Look through the material below and report every line that includes "https".

● Entries supplied
____________________
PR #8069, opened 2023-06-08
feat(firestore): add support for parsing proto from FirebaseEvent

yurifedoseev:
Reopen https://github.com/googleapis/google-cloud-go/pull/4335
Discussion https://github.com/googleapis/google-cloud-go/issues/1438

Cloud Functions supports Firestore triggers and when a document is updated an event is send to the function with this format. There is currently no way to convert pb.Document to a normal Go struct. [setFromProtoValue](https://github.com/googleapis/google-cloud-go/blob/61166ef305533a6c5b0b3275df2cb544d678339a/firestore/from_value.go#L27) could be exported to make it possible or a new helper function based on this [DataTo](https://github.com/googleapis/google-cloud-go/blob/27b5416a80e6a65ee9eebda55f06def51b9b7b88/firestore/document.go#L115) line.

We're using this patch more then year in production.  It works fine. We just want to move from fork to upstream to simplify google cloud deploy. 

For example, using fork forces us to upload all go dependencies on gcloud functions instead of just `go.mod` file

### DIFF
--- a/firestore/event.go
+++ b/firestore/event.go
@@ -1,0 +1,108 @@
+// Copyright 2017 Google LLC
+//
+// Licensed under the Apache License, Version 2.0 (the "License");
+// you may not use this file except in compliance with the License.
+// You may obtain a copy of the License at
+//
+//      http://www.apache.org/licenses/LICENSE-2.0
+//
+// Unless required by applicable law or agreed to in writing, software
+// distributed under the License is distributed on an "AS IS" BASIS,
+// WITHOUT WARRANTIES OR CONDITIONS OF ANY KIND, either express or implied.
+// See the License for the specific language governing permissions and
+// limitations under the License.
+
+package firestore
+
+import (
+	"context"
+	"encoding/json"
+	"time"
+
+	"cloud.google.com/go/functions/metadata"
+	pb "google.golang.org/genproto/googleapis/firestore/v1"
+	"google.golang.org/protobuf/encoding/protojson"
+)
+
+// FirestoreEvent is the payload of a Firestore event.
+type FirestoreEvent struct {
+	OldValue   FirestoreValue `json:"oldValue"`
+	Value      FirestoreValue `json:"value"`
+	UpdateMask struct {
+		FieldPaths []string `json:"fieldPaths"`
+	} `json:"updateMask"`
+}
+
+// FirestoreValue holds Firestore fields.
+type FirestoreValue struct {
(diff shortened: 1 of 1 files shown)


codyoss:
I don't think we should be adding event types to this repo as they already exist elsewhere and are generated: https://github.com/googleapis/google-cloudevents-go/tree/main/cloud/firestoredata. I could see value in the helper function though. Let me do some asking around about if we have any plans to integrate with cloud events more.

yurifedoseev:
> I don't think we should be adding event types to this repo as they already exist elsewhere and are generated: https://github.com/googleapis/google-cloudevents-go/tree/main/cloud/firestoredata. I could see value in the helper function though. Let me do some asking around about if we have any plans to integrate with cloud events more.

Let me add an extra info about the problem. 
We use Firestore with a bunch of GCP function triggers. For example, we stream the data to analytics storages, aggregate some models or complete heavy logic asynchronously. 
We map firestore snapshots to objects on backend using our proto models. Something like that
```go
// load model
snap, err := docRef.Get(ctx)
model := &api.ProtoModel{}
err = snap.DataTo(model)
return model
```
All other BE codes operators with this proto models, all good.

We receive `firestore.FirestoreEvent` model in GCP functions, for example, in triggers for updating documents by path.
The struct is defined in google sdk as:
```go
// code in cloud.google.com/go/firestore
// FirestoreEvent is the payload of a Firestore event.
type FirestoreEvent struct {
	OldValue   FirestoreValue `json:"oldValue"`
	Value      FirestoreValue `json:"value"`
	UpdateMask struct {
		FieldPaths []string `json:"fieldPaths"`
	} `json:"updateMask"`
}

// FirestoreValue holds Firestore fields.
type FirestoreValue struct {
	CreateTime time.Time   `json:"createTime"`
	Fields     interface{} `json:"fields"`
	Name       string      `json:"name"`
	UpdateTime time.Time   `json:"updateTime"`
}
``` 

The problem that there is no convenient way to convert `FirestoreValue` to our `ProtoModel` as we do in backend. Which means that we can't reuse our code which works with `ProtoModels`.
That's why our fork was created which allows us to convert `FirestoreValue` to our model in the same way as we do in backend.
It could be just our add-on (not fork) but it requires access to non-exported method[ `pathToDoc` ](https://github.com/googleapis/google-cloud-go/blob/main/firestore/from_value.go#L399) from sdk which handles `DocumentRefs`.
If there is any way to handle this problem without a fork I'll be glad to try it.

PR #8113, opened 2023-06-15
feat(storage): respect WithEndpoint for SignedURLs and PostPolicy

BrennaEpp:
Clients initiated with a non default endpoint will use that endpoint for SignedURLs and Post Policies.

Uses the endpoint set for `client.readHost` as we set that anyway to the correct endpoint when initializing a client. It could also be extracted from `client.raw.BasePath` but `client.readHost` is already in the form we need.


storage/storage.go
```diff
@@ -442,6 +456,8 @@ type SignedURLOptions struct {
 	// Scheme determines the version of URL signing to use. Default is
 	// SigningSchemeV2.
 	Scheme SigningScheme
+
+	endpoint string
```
____________________
● Answer area
Reopen https://github.com/googleapis/google-cloud-go/pull/4335
Discussion https://github.com/googleapis/google-cloud-go/issues/1438
Cloud Functions supports Firestore triggers and when a document is updated an event is send to the function with this format. There is currently no way to convert pb.Document to a normal Go struct. [setFromProtoValue](https://github.com/googleapis/google-cloud-go/blob/61166ef305533a6c5b0b3275df2cb544d678339a/firestore/from_value.go#L27) could be exported to make it possible or a new helper function based on this [DataTo](https://github.com/googleapis/google-cloud-go/blob/27b5416a80e6a65ee9eebda55f06def51b9b7b88/firestore/document.go#L115) line.
I don't think we should be adding event types to this repo as they already exist elsewhere and are generated: https://github.com/googleapis/google-cloudevents-go/tree/main/cloud/firestoredata. I could see value in the helper function though. Let me do some asking around about if we have any plans to integrate with cloud events more.
> I don't think we should be adding event types to this repo as they already exist elsewhere and are generated: https://github.com/googleapis/google-cloudevents-go/tree/main/cloud/firestoredata. I could see value in the helper function though. Let me do some asking around about if we have any plans to integrate with cloud events more.
It could be just our add-on (not fork) but it requires access to non-exported method[ `pathToDoc` ](https://github.com/googleapis/google-cloud-go/blob/main/firestore/from_value.go#L399) from sdk which handles `DocumentRefs`.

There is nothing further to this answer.